Stored data entries:
PR #2031, opened 2024-01-11
test: 2013 add polling to the relay stabilize

### LINKED ISSUE #2013: Add polling to the relay tests in order to stabilize them.

ebadiere:
Added polling to stabilize tests.

**Related issue(s)**:

Fixes #2013


Nana-EC (dismissed):

AlfredoG87 (approved):
LGTM

PR #2033, opened 2024-01-11
fix:  Added 20% deviation in gasPricing.

### LINKED ISSUE #2010: Tests fail during the business day with `Assert transactionReceipt: 'effectiveGasPrice' should equal mirrorNode response`
### Description

One of the failing tests is `@release should execute "eth_getTransactionReceipt" for hash of London transaction` which calls `Assertions.transactionReceipt(res, mirrorResult, currentPrice);` which eventually checks the effect gas price with the response from the mirror node.  Other tests use this code and seem to fail mainly during the US business day.

### Steps to reproduce

1. Point the tests to testnet.  This seems to only happen on testnet.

THE TASK:
Stopping at the line containing "### Description", please repeat exactly every line from the very start of the entries, that line included, and nothing more.

SOLVED EXERCISE:
PR #2031, opened 2024-01-11
test: 2013 add polling to the relay stabilize

### LINKED ISSUE #2013: Add polling to the relay tests in order to stabilize them.

ebadiere:
Added polling to stabilize tests.

**Related issue(s)**:

Fixes #2013


Nana-EC (dismissed):

AlfredoG87 (approved):
LGTM

PR #2033, opened 2024-01-11
fix:  Added 20% deviation in gasPricing.

### LINKED ISSUE #2010: Tests fail during the business day with `Assert transactionReceipt: 'effectiveGasPrice' should equal mirrorNode response`
### Description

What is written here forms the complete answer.